Several studies have examined the feasibility of robotic distal pancreatectomy. Robotic procedures have the benefits of three-dimensional (3D) visualization and improved ergonomics to allow for fine dissection. The safety profile is similar to that for laparoscopic procedures; however, robotic distal pancreatectomy has been associated with increased cost and operating times.

Because of the varying outcomes in negative margins and lymph node yield, there has been a lack of consensus regarding the oncologic appropriateness of robotic distal pancreatectomy in malignancy. [17, 18]  The 2020 I-MIPS guidelines stated that both laparoscopic distal pancreatectomy and robotic distal pancreatectomy are safe and feasible and suggested that the choice of technique should be based on surgeons’ experience and local resources. [12]

Murakawa et al evaluated short- and long-term outcomes in 49 consecutive patients who underwent radical antegrade modular pancreatosplenectomy (RAMPS; see Technique) for pancreatic cancer. [19]  They reported a median operating time of 278 minutes (range, 140-625), a median intraoperative blood loss of 850 mL (range, 60-2790), an overall morbidity of 51.4%, and a mortality of 0%. After follow-up (median, 41.1 mo), the overall survival rate was 84.1% at 1 year and 38.6% at 3 years. Median overall survival was 22.6 months.

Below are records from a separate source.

PR #152, opened 2024-07-22
feat(metrics): Add rest of master chartdata metrics

uristdwarf:
This commit finishes adding metric data from master chartsdata. Since all the chartsdata was counters in Prometheus terminology, there was no need to add other types, however a a small refactor was needed to accomodate master metrics and in the future other service metrics. Notably removed was CPU usage and memory, since there are better ways to gather this data, including with a prometheus server itself (which will scrape this data).

This commit deprecates master chartsdata, and is the first step in deprecating the CGI monitoring

### DIFF
--- a/src/master/chartsdata.cc
+++ b/src/master/chartsdata.cc
@@ -18,6 +18,9 @@
    along with SaunaFS  If not, see <http://www.gnu.org/licenses/>.
  */
 
+
+/* DEPRECATED (master/chartsdata.h): Use src/metrics instead */
+
 #include "common/platform.h"
 
 #include "master/chartsdata.h"
--- a/src/master/matoclserv.cc
+++ b/src/master/matoclserv.cc
@@ -5268,6 +5268,7 @@ void matoclserv_read(matoclserventry *eptr) {
 		}
 		eptr->inputpacket.startptr+=i;
 		eptr->inputpacket.bytesleft-=i;
+		metrics::Counter::increment(metrics::Counter::Master::CLIENT_RX_BYTES, i);
 		stats_brcvd+=i;
 
 		if (eptr->inputpacket.bytesleft>0) {
@@ -5303,7 +5304,7 @@ void matoclserv_read(matoclserventry *eptr) {
 			eptr->inputpacket.startptr = eptr->hdrbuff;
 			matoclserv_gotpacket(eptr,type,eptr->inputpacket.packet,size);
 			stats_prcvd++;
-			metrics::Counter::increment(metrics::Counter::CLIENT_RX_PACKETS);
+			metrics::Counter::increment(metrics::Counter::Master::CLIENT_RX_PACKETS);
 
 			if (eptr->inputpacket.packet) {
 				free(eptr->inputpacket.packet);
@@ -5339,13 +5340,14 @@ void matoclserv_write(matoclserventry *eptr) {
 		}
 		pack->startptr+=i;
 		pack->bytesleft-=i;
+		metrics::Counter::increment(metrics::Counter::Master::CLIENT_TX_BYTES, i);
 		stats_bsent+=i;
 		if (pack->bytesleft>0) {
 			return;
 		}
 		free(pack->packet);
 		stats_psent++;
-		metrics::Counter::increment(metrics::Counter::CLIENT_TX_PACKETS);
+		metrics::Counter::increment(metrics::Counter::Master::CLIENT_TX_PACKETS);
 		eptr->outputhead = pack->next;
 		if (eptr->outputhead==NULL) {
 			eptr->outputtail = &(eptr->outputhead);
--- a/src/metrics/master.cc
+++ b/src/metrics/master.cc
@@ -1,0 +1,187 @@
+/*
+
+   Copyright 2024 Leil Storage OÜ
+
+   This file is part of SaunaFS.
+
+   SaunaFS is free software: you can redistribute it and/or modify
+   it under the terms of the GNU General Public License as published by
+   the Free Software Foundation, version 3.
+
+   SaunaFS is distributed in the hope that it will be useful,
+   but WITHOUT ANY WARRANTY; without even the implied warranty of
+   MERCHANTABILITY or FITNESS FOR A PARTICULAR PURPOSE. See the
+   GNU General Public License for more details.
+
+   You should have received a copy of the GNU General Public License
+   along with SaunaFS. If not, see <http://www.gnu.org/licenses/>.
+ */
+
+#include "metrics/master.h"
+#include "metrics.h"
+#include "metrics/utils.h"
+
+#ifdef HAVE_PROMETHEUS
+using namespace metrics;
+
+Master::Master(std::shared_ptr<prometheus::Registry> &registry) {
+	// clang-format off
+	// NOLINTBEGIN(cppcoreguidelines-prefer-member-initializer)
+	packetClientCounter = &setupFamily(
+		"metadata_observed_packets_client_total",
+		"Number of observed packets from and for client", registry);
+	byteClientCounter = &setupFamily(
+		"metadata_observed_bytes_client_total",
+		"Number of observed bytes from and for client", registry);
+	filesystemCounter = &setupFamily(
+		"metadata_stats_total",
+		"Number of observed filesystem operations", registry);
+	chunkCounter= &setupFamily(
+		"metadata_chunk_operations_total",
+		"Number of chunk operations", registry);
+	// NOLINTEND(cppcoreguidelines-prefer-member-initializer)
+
+	// A very hacky way to allow compile time checking if metrics have been
+	// set. Any enum value not used will throw a compile time error.
+	using Master = Counter::Master;
+	Master start = Master::KEY_START;
+	switch (start) {
+		case Master::KEY_START:
+			[[fallthrough]];
+		case Master::CHUNK_DELETE:
+			masterCounters[static_cast<unsigned int>(Master::CHUNK_DELETE)] =
+				Counter(
+					{{"chunk", "operations"}, {"operation", "delete"}},
+					chunkCounter);
+			[[fallthrough]];
+		case Master::CHUNK_REPLICATE:
+			masterCounters[static_cast<unsigned int>(Master::CHUNK_REPLICATE)] =
+				Counter(
+					{{"chunk", "operations"}, {"operation", "replicate"}},
+					chunkCounter);
+			[[fallthrough]];
+		case Master::FS_STATFS:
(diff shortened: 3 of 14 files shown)


lgsilva3087 (dismissed):
LGTM.
I see you are almost not using anymore #include "common/platform.h". I don't remember the last decision about it, can you please remaind it.

src/metrics/utils.h
```diff
@@ -0,0 +1,11 @@
+#pragma once
```
rolysr, line 1: Consider adding corresponding copyright license to new created files.

src/master/chartsdata.cc
```diff
@@ -18,6 +18,9 @@
    along with SaunaFS  If not, see <http://www.gnu.org/licenses/>.
  */
 
+
+/* DEPRECATED: Use src/metrics instead */
```
ralcolea, line 22: I think this comment is somehow ambiguous. 
If the comment is for file `master/charsdata.h`, the comment should be placed beside the file which is being deprecated. Otherwise, it should be explicitely mentioned the name of file(s) that are being deprecated.

src/metrics/master.h
```diff
@@ -0,0 +1,25 @@
+#pragma once
+#include "metrics/metrics.h"
+
+#ifdef HAVE_PROMETHEUS
+#include <prometheus/counter.h>
+#include <prometheus/registry.h>
+
+namespace metrics::master {
+
+struct Master {
```
ralcolea, line 10: Why use `struct` instead of `class`?

src/metrics/master.h
```diff
@@ -0,0 +1,25 @@
...
+public:
+	Master() = default;
+	Master(std::shared_ptr<prometheus::Registry>& registry);
+
+	// Metric(s)
+	prometheus::Family<prometheus::Counter> *packet_client_counter{nullptr};
```
ralcolea, line 16: Maybe `prometheus::Family<prometheus::Counter>` can be defined as a custom data type with a shorter name by using C++ `using ` instruction and then use this data type in all functions.

```cpp
using MetricsCounter = prometheus::Family<prometheus::Counter>;

// Metric(s)
MetricsCounter *packet_client_counter{nullptr};
MetricsCounter *byte_client_counter{nullptr};
MetricsCounter *filesystem_counter{nullptr};
MetricsCounter *chunk_counter{nullptr};
```

src/metrics/master.cc
```diff
@@ -0,0 +1,166 @@
...
+		    "metadata_chunk_operations_total",
+		    "Number of chunk operations", registry);
+		// NOLINTEND(cppcoreguidelines-prefer-member-initializer)
+
+		// clang-format off
+		// A very hacky way to allow compile time checking if metrics have been
+		// set. Any enum value not used will throw a compile time error.
+		master::Counters start = KEY_START;
+		switch (start) {
+        case KEY_START:
```
ralcolea, line 28: Why the alignment is different for `case KEY_START:` ?

src/metrics/master.cc
```diff
@@ -0,0 +1,166 @@
...
+				{{"filesystem", "operations"}, {"operation", "OPEN"}},
+			    filesystem_counter);
+			[[fallthrough]];
+		case FS_READ:
+			master_counters[FS_READ] =
+			    Counter(
+				{{"filesystem", "operations"}, {"operation", "READ"}},
+			    filesystem_counter);
+			[[fallthrough]];
+        case FS_WRITE:
```
ralcolea, line 131: Same here about different alignment. Please check the rest of the function.

src/metrics/metrics.cc
```diff
@@ -64,56 +81,32 @@ prometheus::Family<prometheus::Counter> &setup_family(
...
 	std::shared_ptr<prometheus::Registry> registry;
-
-	// Metric(s)
-	prometheus::Family<prometheus::Counter> *packet_counter;
-
-	// All counters
-	std::array<Counter, Counter::Key::KEY_END + 1> counters;
 };
-Counters counters;  // NOLINT(cppcoreguidelines-avoid-non-const-global-variables)
+PrometheusMetrics prom_metrics;  // NOLINT(cppcoreguidelines-avoid-non-const-global-variables)
```
ralcolea, line 103: Why not `prometheus_metrics` instead of `prom_metrics`? 
I think is more clear.

src/metrics/metrics.cc
```diff
@@ -34,8 +34,25 @@
 #endif
 
 #include "metrics.h"
+#include "metrics/master.h"
 #include "slogger/slogger.h"
 
+// Quick summary on the current implementation from 17/07/24
```
ralcolea, line 40: I think in the final version, there should not be implementation details referencing specific dates.

ralcolea (dismissed):
Very good job @uristdwarf :+1: :fire: :rocket: 

I added some minor suggestions to improve readability and other aspects, but they are not stoppers for merging.

uristdwarf:
> LGTM. I see you are almost not using anymore #include "common/platform.h". I don't remember the last decision about it, can you please remaind it.

For new libraries, I think we are not adding it but for existing/refactored ones we are

src/metrics/master.h
uristdwarf: struct is public by default compared to class, which I generally prefer if I have few/no members that are private and no inheritance is intended for it (i.e it's a simple data structure).

src/metrics/metrics.cc
uristdwarf: My worry is that comments go out of date fast, but I guess that one can look at git blame instead.

ralcolea (dismissed):
LGTM :+1: :fire: :rocket: 
The only suggestion I have before merging (if not done) is to run `test_prometheus.sh` with `ENABLE_PROMETHEUS = 0` to confirm everything works as expected.

lgsilva3087 (changes requested):
Requesting changes about bytes sent and received. The call to increment should use the second argument (by default it is 1).

lgsilva3087:
> > LGTM. I see you are almost not using anymore #include "common/platform.h". I don't remember the last decision about it, can you please remaind it.
> 
> For new libraries, I think we are not adding it but for existing/refactored ones we are

Maybe this kind of decisions should be communicated to all devs.

src/master/matoclserv.cc
```diff
@@ -5233,6 +5233,7 @@ void matoclserv_read(matoclserventry *eptr) {
 		}
 		eptr->inputpacket.startptr+=i;
 		eptr->inputpacket.bytesleft-=i;
+		metrics::Counter::increment(metrics::master::CLIENT_RX_BYTES);
```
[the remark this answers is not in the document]
uristdwarf: Nice catch, fixed

src/master/matoclserv.cc
```diff
@@ -5304,13 +5305,14 @@ void matoclserv_write(matoclserventry *eptr) {
 		}
 		pack->startptr+=i;
 		pack->bytesleft-=i;
+		metrics::Counter::increment(metrics::master::CLIENT_TX_BYTES);
```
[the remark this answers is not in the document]
uristdwarf: Also true

src/metrics/master.h
```diff
@@ -0,0 +1,43 @@
...
+
+struct Master {
+	Master() = default;
+	Master(std::shared_ptr<prometheus::Registry>& registry);
+
+	// Metric(s)
+	CounterFamily *packet_client_counter{nullptr};
+	CounterFamily *byte_client_counter{nullptr};
+	CounterFamily *filesystem_counter{nullptr};
+	CounterFamily *chunk_counter{nullptr};
```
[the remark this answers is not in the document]
uristdwarf: Done. I think it's mostly because C++ library functions are snake_case, and I get confused sometimes

src/metrics/metrics.h
```diff
@@ -27,35 +27,62 @@
...
+
+using CounterFamily = prometheus::Family<prometheus::Counter>;
+
 #endif
 
 namespace metrics {
 
+namespace master {
+
+enum Counters {
```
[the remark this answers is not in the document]
uristdwarf: This was more of a pain than I realized, as I used implicit conversion a lot more than expected. Still, I think it's better now because it prevents programmer error from implicitly passing a non-enum to the interface functions.

src/metrics/master.cc
```diff
@@ -0,0 +1,185 @@
...
+		"Number of observed filesystem operations", registry);
+	chunk_counter= &setup_family(
+		"metadata_chunk_operations_total",
+		"Number of chunk operations", registry);
+	// NOLINTEND(cppcoreguidelines-prefer-member-initializer)
+
+	// A very hacky way to allow compile time checking if metrics have been
+	// set. Any enum value not used will throw a compile time error.
+	master::Counters start = KEY_START;
+	switch (start) {
```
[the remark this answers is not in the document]
uristdwarf: Not sure how. My idea is that adding enum members will raise compile warnings here, so you don't forget about this place (and try to figure why your metric isn't working)

tests/test_suites/SanityChecks/test_prometheus.sh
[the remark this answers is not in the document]
uristdwarf: I've for now only extended them to the operations in metadata, because I'm unsure about the other operations. I've checked the CGI test and all it does is check if the data is populated.

lgsilva3087 (dismissed):
LGTM

tests/test_suites/ShortSystemTests/test_prometheus_metadata.sh
```diff
@@ -0,0 +1,37 @@
...
+
+# Check if any value is zero
+input_data=$(grep -E 'metadata_stats_total\{filesystem="operations",operation="[A-Z]+"\}' <<< "$(curl --fail "${prometheus_host}/metrics")")
+echo "$input_data" | while read -r line; do
+	echo "${line}"
+	# BUG: Setting symlinkcachetimeout to 0, it still uses client cache
+	if grep -q "READLINK" <<< "$line"; then
+		continue
+	fi
+    # Extract the numeric value from each line
```
ralcolea, line 32: Please, check the indentation of lines 32-35. These lines uses spaces instead of tabs.

ralcolea (dismissed):
Great job @uristdwarf :+1: :fire: :rocket:
I shared some minor suggestions for your consideration, but none of them are stoppers to merge.

However, I had compilation errors when building the project without installing `prometheus-cpp-dev` package. Can you confirm whether this scenario works as expected?

ralcolea (dismissed):
Great job @uristdwarf :+1: :fire: :rocket:

lgsilva3087 (approved):

lgsilva3087 (approved):
LGTM

ralcolea (approved):
LGTM :clap:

Abe et al studied 93 patients who underwent treatment of pancreas body and tail adenocarcinoma, comparing the results of standard retrograde pancreatosplenectomy (SRPS; n = 40) with those of RAMPS (n = 53). [20] In the RAMPS group, more lymph nodes were retrieved (28.4 ± 11.6 vs 20.7 ± 10.1), R0 resection was more frequent (90.5% vs 67.5%), there was less intraoperative bleeding (485.4 ± 63.3 mL vs 682.3 ± 72.8 mL), and operating time was shorter (267.3 ± 11.5 min vs 339.4 ± 13.2 min). 

Huo et al, in a meta-analysis of seven studies (N = 474) comparing RAMPS with SRPS in patients with left-side pancreatic cancer, found that the RAMPS group had a better overall survival than the SRPS group. [21] Significantly more lymph nodes were harvested in the RAMPS group, and this group also showed reductions in blood loss and recurrence rate. More high-quality clinical trials would be required to confirm these findings.